TASK TO CARRY OUT
If a line of the records contains the string "troubleshooting", copy it out.

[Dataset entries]
◇ ◇ ◇ ◇

PR #227, opened 2022-01-18
Add COBAYA_USE_FILE_LOCKING env

cmbant:
To allow turning off portalocker, e.g. workaround for issues like https://github.com/CobayaSampler/cobaya/issues/219

### DIFF
--- a/cobaya/output.py
+++ b/cobaya/output.py
@@ -31,6 +31,17 @@ _kind = "txt"
 _ext = "txt"
 
 
+def use_portalocker():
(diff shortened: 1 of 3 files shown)


JesusTorrado:
Happy for it to be merged whenever you want. Maybe add mention to the new envvar in the troubleshooting section of the docs?

cmbant:
I added something to installation.rst. I notice a lot of general trouble shooting advice is currently under cosmo troubleshooting, maybe we should reorganise at some point.

PR #231, opened 2022-02-11
NaNs in Cl fix for PolyChord

williamjameshandley:
In the initial stages of nested sampling, when it is drawing samples deep in the tails of the posterior distribution one can occasionally get NaN values for the Cls. When these are passed to clik code, this can cause segfaults or other undefined behaviour. The safest thing to do is to catch them and return a likelihood of logzero as an 'unphysical' point, consistent with other situations in the code

Credit to @lukashergt for writing and testing this code. I'm in the process of updating cobaya+polychord, and this will be the first in a sequence of pull requests


williamjameshandley:
@JesusTorrado, I think that (a) I've caught all of the relevant portions of the code and (b) that it needs to be checked and acted upon in each of these cases. In principle this could be pushed back into self.provider.check_nan_Cl(Cl) or something similar to avoid code repetition, although having just had a go at that it doesn't actually reduce the number of lines of code.

williamjameshandley:
The Travis CI timed out -- I'm not sure this is related to this update.

cmbant:
I re-ran the failed one and was OK

cmbant:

◇ ◇ ◇ ◇

ANSWER BOX
Happy for it to be merged whenever you want. Maybe add mention to the new envvar in the troubleshooting section of the docs?
I added something to installation.rst. I notice a lot of general trouble shooting advice is currently under cosmo troubleshooting, maybe we should reorganise at some point.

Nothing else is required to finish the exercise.